While flash has found itself a home as an accelerator for DRAM as well as a replacement for disk drives in certain applications, Handy is also optimistic about the 3D XPoint memory developed together by Intel and Micron Technology and which they are selling separately. The Optane SSDs, in both traditional disk enclosure and M.2 and U.2 gum stick form factors, as shipping in PCs, but everyone, including Handy and us, expect for the Optane DIMM form factors to be the natural choice for expanding main memory footprints and lowering the overall cost per GB for that main memory. We don’t know what the price and performance of 3D XPoint will be for these DIMMs, but what we do know is that 3D XPoint will be faster than NAND flash but slower than DDR4 main memory and will be costlier than NAND flash but cheaper than DRAM. The “Purley” platform that will support the current “Skylake” Xeon SP processors and the future “Cascade Lake” chips from Intel was designed from the get-go to support Intel’s “Apache Pass” Optane memory sticks and will eventually have BIOS and firmware support added to them so they can be addressed as either slow main memory or very fast persistent storage. The persistence is the hard bit, since DDR memory controllers can already support main memory running at different speeds. Handy notes that Linux has started up its pmem.io initiative to add persistent memory to the hierarchy. Windows Server got its initial patches for persistent memory last fall, with NVDIMM support, and Optane DIMMs will no doubt build on this. The Storage Networking Industry Association that develops standards in this area is developing a persistent memory programming standard to help push the efforts along.

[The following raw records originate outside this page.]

PR #72, opened 2017-06-24
Toast.vala: Add timeouts

### LINKED ISSUE #71: Add a duration property for Toasts
It looks like [the Android implementation](https://developer.android.com/reference/android/widget/Toast.html#setDuration(int)) offers a property `duration`.

Gtk.Stack and Gtk.Revealer both offer a property `uint transition_duration`, so I think `duration` is a sane name.

The Android implementation also offers two constants:
```
LENGTH_LONG = 3500; // 3.5 seconds
LENGTH_SHORT = 2000; // 2 seconds
```

I'm not a fan of the names. It seems counter-intuitive to me to have `duration` be the property and then all the sudden the constant is `LENGTH_FOO`. Especially because I think "length" could also refer to physical dimensions so it's kind of an ambiguous name. So I would be in favor of maybe `DURATION_LONG` and `DURATION_SHORT`. In practice this would look like
```
var toast = new Granite.Widgets.Toast (_("This is a notification"));
toast.duration = Granite.Widgets.Toast.DURATION_SHORT;
```

Couple of open questions:
* Should the default duration still be infinity or should non-actionable Toasts disappear by default at some duration?
* Should the `duration` property be a `uint` like `Gtk.Foo.transition_duration` or should it be an `enum` like on Android? (ie no custom durations, only a choice between predefined durations)

danrabbit:
Fixes #71 

Duration is currently private in this branch. I guess if we're deciding that we don't want everlasting toasts we might want to consider if duration should even be public at all

### DIFF
--- a/lib/Widgets/Toast.vala
+++ b/lib/Widgets/Toast.vala
@@ -65,11 +65,6 @@ namespace Granite.Widgets {
         }
 
         /**
-         * The duration until #this is automatically dismissed
-         */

The issue as far as Handy can see if that 3D XPoint has the classis egg-chicken problem: 3D XPoint has to cost less than DRAM to ship in volume, but it won’t ship in volume until the price drops below DRAM. So in our analysis, we are counting on scenarios where 3D XPoint will be used in PCs and servers in SSD form factors as accelerators between flash and DDR4 memory to drive down the price of 3D XPoint chips to the point where Intel can maker cheaper 3D XPoint DIMMs. This will probably happen, all luck being what it is, about the time that the 3D NAND crash comes in late 2018 or early 2019, which will make it even harder to sell 3D XPoint because prices will plummet for flash. If Intel and Micron try to shift capacity from flash to 3D XPoint, other flash vendors will massively undercut them and hurt their revenue streams for flash. So they are not going to let them happen. They are going to ride the process curves, do as much volume on all of the memory fronts that they can, and hope for the best.

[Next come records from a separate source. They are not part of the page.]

PR #73, opened 2017-06-26
Add SettingsPage and SimpleSettingsPage

danrabbit:
This is a smaller PR as a step towards #70. The SimpleSettingsPage itself is still valuable independent of SettingsSidebar in the Bluetooth plug for example.

SettingsPage is pretty useless in this PR, but I decided to include it to avoid changing API between this merge and a merge including SettingsSidebar

screenshot from 2017-06-26 11 46 41

### DIFF
--- a/demo/Views/SettingsView.vala
+++ b/demo/Views/SettingsView.vala
@@ -27,13 +27,48 @@ public class SettingsView : Granite.SimpleSettingsPage {
             title: "SimpleSettingsPage"
         );
 
-        var label = new Gtk.Label ("This is the content area where settings would go!");
-        label.hexpand = true;
-        label.vexpand = true;
+        var icon_label = new Gtk.Label ("Icon Name:");
+        icon_label.xalign = 1;
 
-        content_area.add (label);
+        var icon_entry = new Gtk.Entry ();
+        icon_entry.hexpand = true;
+        icon_entry.placeholder_text = "This page's icon name";
+        icon_entry.text = "preferences-system";
+
+        var title_label = new Gtk.Label ("Title:");
+        title_label.xalign = 1;
+
+        var title_entry = new Gtk.Entry ();
+        title_entry.hexpand = true;
+        title_entry.placeholder_text = "This page's title";
+
+        var description_label = new Gtk.Label ("Description:");
+        description_label.xalign = 1;
+
+        var description_entry = new Gtk.Entry ();
+        description_entry.hexpand = true;
+        description_entry.placeholder_text = "This page's description";
+
+        content_area.attach (icon_label, 0, 0, 1, 1);
+        content_area.attach (icon_entry, 1, 0, 1, 1);
+        content_area.attach (title_label, 0, 1, 1, 1);
+        content_area.attach (title_entry, 1, 1, 1, 1);
+        content_area.attach (description_label, 0, 2, 1, 1);
+        content_area.attach (description_entry, 1, 2, 1, 1);
 
         var button = new Gtk.Button.with_label ("Test Button");
+
+        description_entry.changed.connect (() => {
+            description = description_entry.text;
+        });
+
+        icon_entry.changed.connect (() => {
+            icon_name = icon_entry.text;
+        });
+
+        title_entry.changed.connect (() => {
+            title = title_entry.text;
+        });
 
         action_area.add (button);
     }
--- a/demo/Views/SettingsView.vala
+++ b/demo/Views/SettingsView.vala
@@ -28,6 +28,8 @@ public class SettingsView : Granite.SimpleSettingsPage {
         );
 
         var label = new Gtk.Label ("This is the content area where settings would go!");
+        label.hexpand = true;
+        label.vexpand = true;
 
         content_area.add (label);
 
--- a/demo/Views/SettingsView.vala
+++ b/demo/Views/SettingsView.vala
@@ -1,0 +1,38 @@
+// -*- Mode: vala; indent-tabs-mode: nil; tab-width: 4 -*-
+/*-
+ * Copyright (c) 2017 elementary LLC. (https://elementary.io)
+ *
+ * This library is free software; you can redistribute it and/or
+ * modify it under the terms of the GNU Lesser General Public
+ * License as published by the Free Software Foundation; either
+ * version 3 of the License, or (at your option) any later version.
+ *
+ * This library is distributed in the hope that it will be useful,
+ * but WITHOUT ANY WARRANTY; without even the implied warranty of
+ * MERCHANTABILITY or FITNESS FOR A PARTICULAR PURPOSE.  See the GNU
+ * Lesser General Public License for more details.
+ *
+ * You should have received a copy of the GNU Lesser General Public
+ * License along with this library; if not, write to the
+ * Free Software Foundation, Inc., 59 Temple Place - Suite 330,
+ * Boston, MA 02111-1307, USA.
+ */
+
+public class SettingsView : Granite.SimpleSettingsPage {
+    public SettingsView () {
+        Object (
+            activatable: true,
+            description: "This is a demo of Granite's SimpleSettingsPage",
+            icon_name: "preferences-system",
+            title: "SimpleSettingsPage"
+        );
+
+        var label = new Gtk.Label ("This is the content area where settings would go!");
+
+        content_area.add (label);
+
+        var button = new Gtk.Button.with_label ("Test Button");
+
+        action_area.add (button);
+    }
+}
--- a/demo/Views/SettingsView.vala
+++ b/demo/Views/SettingsView.vala
@@ -1,5 +1,4 @@
-// -*- Mode: vala; indent-tabs-mode: nil; tab-width: 4 -*-
-/*-
+/*
  * Copyright (c) 2017 elementary LLC. (https://elementary.io)
  *
  * This library is free software; you can redistribute it and/or
--- a/demo/Views/SettingsView.vala
+++ b/demo/Views/SettingsView.vala
@@ -33,7 +33,7 @@ public class SettingsView : Granite.SimpleSettingsPage {
         var icon_entry = new Gtk.Entry ();
         icon_entry.hexpand = true;
         icon_entry.placeholder_text = "This page's icon name";
-        icon_entry.text = "preferences-system";
+        icon_entry.text = icon_name;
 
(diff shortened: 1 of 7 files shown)


lib/Widgets/SettingsPage/AbstractSettingsPage.vala
```diff
@@ -0,0 +1,34 @@
...
+* Free Software Foundation, Inc., 51 Franklin Street, Fifth Floor,
+* Boston, MA 02110-1301 USA
+*/
+
+/**
+ * AbstractSettingsPage is a #Gtk.ScrolledWindow subclass with properties used
+ * by other Granite settings widgets.
+ */
+
+public abstract class Granite.SettingsPage : Gtk.ScrolledWindow {
```
donadigo: `icon_name` and `title` should be settable, so that these could be changed later on when something has changed and the app / plug wants to change the page information.

lib/Widgets/SettingsPage/AbstractSimpleSettingsPage.vala
```diff
@@ -0,0 +1,107 @@
...
+/**
+ * SimpleSettingsPage is a widget divided into three sections: a predefined header,
+ * a content area, and an action area.
+ */
+
+public abstract class Granite.SimpleSettingsPage : Granite.SettingsPage {
+    /**
+     * A #Gtk.ButtonBox used as the action area for #this
+     */
+    public Gtk.ButtonBox action_area;
```
donadigo: Can we get this be `{ get; construct; }`?

lib/Widgets/SettingsPage/AbstractSimpleSettingsPage.vala
```diff
@@ -0,0 +1,107 @@
...
+
+    /**
+     * A #Gtk.Grid used as the content area for #this
+     */
+    public Gtk.Grid content_area;
```
donadigo: The same with this.

lib/Widgets/SettingsPage/AbstractSimpleSettingsPage.vala
```diff
@@ -0,0 +1,107 @@
...
+
+    /**
+     * A #Gtk.Switch that appears in the header area when #this.activable is #true
+     */
+    public Gtk.Switch? status_switch;
```
donadigo: I'm not sure about having this switch nullable. I think it would be better to have `activatable` settable and then if `activatable` is `true`, then show the switch, otherwise no.

lib/Widgets/SettingsPage/AbstractSimpleSettingsPage.vala
```diff
@@ -0,0 +1,107 @@
...
+
+    /**
+     * Creates a #Gtk.Switch #status_switch in the header of #this
+     */
+    public bool activatable { get; construct; }
+    public string description { get; construct; }
```
donadigo: The description should be changeable.

lib/Widgets/SettingsPage/AbstractSimpleSettingsPage.vala
```diff
@@ -0,0 +1,159 @@
...
+
+    /**
+     * A #Gtk.Grid used as the content area for #this
+     */
+    public Gtk.Grid content_area { get; construct; }
+
+    /**
+     * A #Gtk.Switch that appears in the header area when #this.activable is #true
+     */
+    public Gtk.Switch status_switch;
```
donadigo: This also should be `{ get; construct; }`

lib/Widgets/SettingsPage/AbstractSimpleSettingsPage.vala
```diff
@@ -0,0 +1,159 @@
...
+
+    /**
+     * Creates a #Gtk.Switch #status_switch in the header of #this
+     */
+    public bool activatable { get; construct; }
```
donadigo: I think this `activatable` should be still controlable, so that the switch could be shown / hidden dynamically.

lib/Widgets/SettingsPage/AbstractSimpleSettingsPage.vala
```diff
@@ -0,0 +1,159 @@
...
+        if (description != null) {
+            description_label = new Gtk.Label (description);
+            description_label.xalign = 0;
+            description_label.wrap = true;
+
+            header_area.attach (description_label, 1, 1, 1, 1);
+        }
+
+        if (activatable) {
+            status_switch = new Gtk.Switch ();
```
donadigo: I think the switch should be created here always and `activatable` should just control whetever it is visible or not.

lib/Widgets/SettingsPage/AbstractSimpleSettingsPage.vala
```diff
@@ -0,0 +1,159 @@
...
+        }
+
+        content_area = new Gtk.Grid ();
+        content_area.column_spacing = 12;
+        content_area.row_spacing = 12;
+        content_area.vexpand = true;
+
+        action_area = new Gtk.ButtonBox (Gtk.Orientation.HORIZONTAL);
+        action_area.set_layout (Gtk.ButtonBoxStyle.END);
+        action_area.set_spacing (6);
```
donadigo: Could we use `=` as we use it everywhere in this class?
`action_area.spacing = 6`

lib/Widgets/SettingsPage/AbstractSimpleSettingsPage.vala
```diff
@@ -0,0 +1,159 @@
...
+        title_label.get_style_context ().add_class ("h2");
+
+        var header_area = new Gtk.Grid ();
+        header_area.column_spacing = 12;
+        header_area.row_spacing = 3;
+        header_area.attach (header_icon, 0, 0, 1, 2);
+        header_area.attach (title_label, 1, 0, 1, 1);
+
+        if (description != null) {
+            description_label = new Gtk.Label (description);
```
donadigo: I think the same should be done here. The `description_label` should be created always, even without the description. Just remove the check for `description != null`.

lib/Widgets/SettingsPage/AbstractSettingsPage.vala
```diff
@@ -0,0 +1,35 @@
...
+    /**
+     * An icon name associated with #this
+     */
+    public string? icon_name { get; construct set; }
```
donadigo: Now, I'm not sure about having only `icon_name` as a property that you can use to set an image for the page. That means that you cannot use anything like `Gdk.Pixbuf` or `GLib.Icon`. I would say, that there should be another property like a Pixbuf or one that's a `GLib.Icon`. Then you could have helper constructors like `from_icon_name` and `from_file` easily.

donadigo:
Some diff comments again regarding the API.

lib/Widgets/SettingsPage/AbstractSimpleSettingsPage.vala
danrabbit: I don't really agree with this. If there's a case where the page is not able to be activated at that time, you should set insensitive, not remove the switch.

lib/Widgets/SettingsPage/AbstractSimpleSettingsPage.vala
danrabbit: I don't agree. This seems like something that you either do or your don't do in your page, not something that will be changing.

lib/Widgets/SettingsPage/AbstractSettingsPage.vala
danrabbit: We should never be manually setting a pixbuf, but remember this is SimpleSettingsPage. If you want to do some custom implementation you can do so with SettingsPage

donadigo: Well, I still don't agree. The point of SimpleSettingsPage is to have an already pre-made page that can be used in most of the views. I wouldn't like to implement the entire same page just to display a Pixbuf in my app (like loading an image from a file).

lib/Widgets/SettingsPage/AbstractSimpleSettingsPage.vala
donadigo: Okay, I can take that :P

lib/Widgets/SettingsPage/AbstractSimpleSettingsPage.vala
donadigo: I can take that too.

lib/Widgets/SettingsPage/AbstractSettingsPage.vala
danrabbit: Do you have a use case for loading a pixbuf?

lib/Widgets/SettingsPage/AbstractSimpleSettingsPage.vala
danrabbit: I don't think we should create a widget that will never be shown. Seems like a waste of memory

lib/Widgets/SettingsPage/AbstractSettingsPage.vala
donadigo: I don't. But I suppose if someone really have to use a file for this image, they will either don't use this API at all or copy the entire SimpleSettingsPage.vala into their source and change it just so they can use it. Well, I won't be blocking this PR, because I'm not the one who proposes it. I would like to hear other's opinion about this.

donadigo: Oups, seems like I misundersood the structure of this API. The said class is abstract so others can extend it. I'm fine with that.

lib/Widgets/SettingsPage/AbstractSimpleSettingsPage.vala
donadigo: Okay, then. So you should make `status_switch` nullable, and point out in the documentation that it will be `null` when `activatable` is set to `false`

danrabbit: done :)

demo/Views/SettingsView.vala
```diff
@@ -0,0 +1,75 @@
+// -*- Mode: vala; indent-tabs-mode: nil; tab-width: 4 -*-
```
Philip-Scott: Drop this man, come on! It's not even a feature in Code!

:hankey:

Five years ago, Marks explained in his presentation, flash was still a point solution in the enterprise, and before that it was an exotic solution where very high I/O operations per second were justified – Facebook’s and Apple’s underpinnings of their vast MySQL databases with flash to speed up database access is the killer app for flash, and we think Google was probably ahead of them with flash acceleration on Google File System, Colossus, BigTable, and other file systems and data stores at the search engine and ad serving giant. Now, in the enterprise, the 3D TLC NAND flash has become standard, and flash devices rival or beat the capacities of enterprise-grade SAS and SATA disks. The largest 3D NAND flash devices using the PCI-Express peripheral bus cram 64 TB in an add-in card, 7.6 TB in a U.2 drive form factor, and 8 TB in an M.2 memory stick. SAS drives top out at 15.8 TB and SATA drives around 4 TB, so in terms of the capacity battle, flash has won.

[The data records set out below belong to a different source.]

PR #74, opened 2017-06-28
Deprecate About Dialog

danrabbit:
Since the plan is that going forward all apps should have this data in their appdata.xml (and thus AppCenter) instead


donadigo:
Perhaps it is worth adding a paragraph to the documentation that AboutDialog should not be used and what replaces it?

danrabbit:
Done :+1:

Philip-Scott:
Maybe also remove the About dialog from the demo? :)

Marks called out the UHC-Silo 50 TB SSD from Viking Technology for long-term, relatively cold storage for hyperscalers and very large enterprises wanting to ditch disks, but this 3.5-inch SSD only supports 6 Gb/sec ports and one drive write per day at its 350 MB/sec sequential write bandwidth. The drive is rated at 60,000 IOPS for random reads and 15,000 IOPS for random writes, and can manage only 500 MB/sec on sequential reads. As such, this Viking unit is really only for the long tail. Which the flash industry needs if flash is to replace disk.
Show And Tell
As a theoretical shopper of system components for the next platforms of the world, a couple of different flash devices caught our eyes at the Flash Memory Summit and we thought we would bring them to your attention.
This time last year, Seagate Technology was showing off a super-fat 60 TB flash SSD in a 3.5-inch form factor. This year, Seagate has tweaked it a little to get it out of a niche, cold storage use case. In last year’s model this drive was in a SAS SSD form factor and topped out at 12 Gb/sec connectivity, Kent Smith, senior director of product marketing at Seagate, tells The Next Platform. So Seagate went back to the drawing board and grabbed the hot off the etchers 512 Gb 3D TLC NAND chips from Micron (and will be able to move to QLC chips when they are available), added an NVM-Express controller, and put it on a PCI-Express x16 card slot to create a full height, half length flash card that weighs in at 64 TB. Here are the feeds and speeds:
This particular unit is being subbed as the fattest and fastest SSD card in the world, and 2 million IOPS on random reads all by its lonesome. This as-yet-unnamed flash card has eight flash controllers that are linked to the PCI-Express bus by a PCI-Express switch on the card, and it is partitioned as eight separate flash volumes. The point is, by creating what is in essence a storage cluster on a card, Seagate can saturate the PCI-Express bus on reads.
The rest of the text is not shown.